_Extracted data_:

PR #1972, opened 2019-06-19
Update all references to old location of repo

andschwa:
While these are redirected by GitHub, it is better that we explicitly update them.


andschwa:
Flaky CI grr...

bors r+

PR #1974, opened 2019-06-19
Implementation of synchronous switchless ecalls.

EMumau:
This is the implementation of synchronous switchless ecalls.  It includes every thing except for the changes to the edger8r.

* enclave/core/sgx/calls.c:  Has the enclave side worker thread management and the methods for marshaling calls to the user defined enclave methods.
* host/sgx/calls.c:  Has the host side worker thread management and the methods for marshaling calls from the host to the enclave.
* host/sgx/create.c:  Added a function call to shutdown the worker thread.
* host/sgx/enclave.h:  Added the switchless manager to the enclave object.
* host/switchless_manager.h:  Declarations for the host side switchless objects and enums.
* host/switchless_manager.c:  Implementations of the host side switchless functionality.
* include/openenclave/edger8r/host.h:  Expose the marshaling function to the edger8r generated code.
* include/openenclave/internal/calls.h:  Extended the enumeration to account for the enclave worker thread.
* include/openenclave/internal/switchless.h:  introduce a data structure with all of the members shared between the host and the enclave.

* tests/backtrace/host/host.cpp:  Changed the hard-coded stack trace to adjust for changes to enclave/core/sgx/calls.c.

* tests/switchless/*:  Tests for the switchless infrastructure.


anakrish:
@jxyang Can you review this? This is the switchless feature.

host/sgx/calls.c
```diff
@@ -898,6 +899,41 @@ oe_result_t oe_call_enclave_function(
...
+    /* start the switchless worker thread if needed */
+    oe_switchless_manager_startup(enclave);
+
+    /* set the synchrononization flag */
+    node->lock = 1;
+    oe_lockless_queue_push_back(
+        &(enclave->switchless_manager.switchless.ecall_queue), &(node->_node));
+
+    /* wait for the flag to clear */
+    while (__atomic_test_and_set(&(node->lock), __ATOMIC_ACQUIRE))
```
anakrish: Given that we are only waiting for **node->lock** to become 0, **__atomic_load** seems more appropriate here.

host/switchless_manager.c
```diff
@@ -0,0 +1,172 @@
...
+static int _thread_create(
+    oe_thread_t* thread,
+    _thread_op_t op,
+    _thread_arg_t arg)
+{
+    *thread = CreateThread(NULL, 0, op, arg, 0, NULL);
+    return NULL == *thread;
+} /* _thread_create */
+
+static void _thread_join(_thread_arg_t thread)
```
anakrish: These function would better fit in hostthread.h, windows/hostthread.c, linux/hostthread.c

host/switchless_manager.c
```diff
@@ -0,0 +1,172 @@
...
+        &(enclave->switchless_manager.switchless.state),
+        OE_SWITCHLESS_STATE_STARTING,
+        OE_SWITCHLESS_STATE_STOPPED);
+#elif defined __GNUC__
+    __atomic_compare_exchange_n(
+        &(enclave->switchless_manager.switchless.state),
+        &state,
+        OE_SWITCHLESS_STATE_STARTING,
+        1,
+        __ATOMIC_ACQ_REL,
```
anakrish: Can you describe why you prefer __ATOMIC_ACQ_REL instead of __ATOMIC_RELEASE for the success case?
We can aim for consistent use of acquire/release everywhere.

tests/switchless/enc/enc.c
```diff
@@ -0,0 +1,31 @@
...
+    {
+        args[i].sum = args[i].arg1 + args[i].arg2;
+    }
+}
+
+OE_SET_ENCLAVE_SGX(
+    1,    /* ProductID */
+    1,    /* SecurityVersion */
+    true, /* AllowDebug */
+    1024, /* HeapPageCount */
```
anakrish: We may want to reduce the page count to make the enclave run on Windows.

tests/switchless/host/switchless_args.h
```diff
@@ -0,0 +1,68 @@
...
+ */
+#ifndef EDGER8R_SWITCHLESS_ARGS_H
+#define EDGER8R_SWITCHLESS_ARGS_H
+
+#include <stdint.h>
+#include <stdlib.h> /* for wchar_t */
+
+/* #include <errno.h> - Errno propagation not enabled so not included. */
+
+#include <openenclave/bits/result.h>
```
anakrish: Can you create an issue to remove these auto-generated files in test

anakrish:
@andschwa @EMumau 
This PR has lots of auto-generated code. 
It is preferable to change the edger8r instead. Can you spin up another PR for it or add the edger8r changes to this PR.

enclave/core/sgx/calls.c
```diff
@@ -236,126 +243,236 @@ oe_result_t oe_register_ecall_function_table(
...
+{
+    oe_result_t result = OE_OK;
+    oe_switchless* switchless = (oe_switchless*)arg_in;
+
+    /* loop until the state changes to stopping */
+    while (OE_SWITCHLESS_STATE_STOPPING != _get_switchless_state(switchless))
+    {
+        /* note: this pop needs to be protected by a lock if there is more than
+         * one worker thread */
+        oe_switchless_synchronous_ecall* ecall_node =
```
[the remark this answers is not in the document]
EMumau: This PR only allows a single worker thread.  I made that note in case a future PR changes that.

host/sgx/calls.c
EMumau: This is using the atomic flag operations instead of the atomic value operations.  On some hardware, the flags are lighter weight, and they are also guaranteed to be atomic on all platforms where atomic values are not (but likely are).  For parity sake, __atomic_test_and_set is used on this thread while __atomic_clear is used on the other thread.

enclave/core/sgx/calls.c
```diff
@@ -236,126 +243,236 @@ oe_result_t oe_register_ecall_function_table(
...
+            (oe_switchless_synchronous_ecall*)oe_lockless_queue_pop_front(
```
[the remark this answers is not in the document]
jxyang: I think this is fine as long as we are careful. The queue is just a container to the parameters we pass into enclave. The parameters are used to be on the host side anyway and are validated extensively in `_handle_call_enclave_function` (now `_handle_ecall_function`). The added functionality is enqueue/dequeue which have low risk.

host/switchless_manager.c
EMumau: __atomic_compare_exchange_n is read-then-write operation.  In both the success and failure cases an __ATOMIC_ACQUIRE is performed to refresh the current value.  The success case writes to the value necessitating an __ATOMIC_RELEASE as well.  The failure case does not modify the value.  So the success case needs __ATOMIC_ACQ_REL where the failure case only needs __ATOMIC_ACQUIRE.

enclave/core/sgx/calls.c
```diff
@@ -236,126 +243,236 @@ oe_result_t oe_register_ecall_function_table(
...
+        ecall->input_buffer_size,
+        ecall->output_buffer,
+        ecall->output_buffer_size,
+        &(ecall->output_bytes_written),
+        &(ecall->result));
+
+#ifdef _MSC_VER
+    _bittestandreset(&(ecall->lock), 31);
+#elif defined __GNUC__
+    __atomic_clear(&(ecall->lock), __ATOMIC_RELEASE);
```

_Instructions to follow_: Going through the listing above, copy out every line that has the string "methods".

_Your response_:
* enclave/core/sgx/calls.c:  Has the enclave side worker thread management and the methods for marshaling calls to the user defined enclave methods.
* host/sgx/calls.c:  Has the host side worker thread management and the methods for marshaling calls from the host to the enclave.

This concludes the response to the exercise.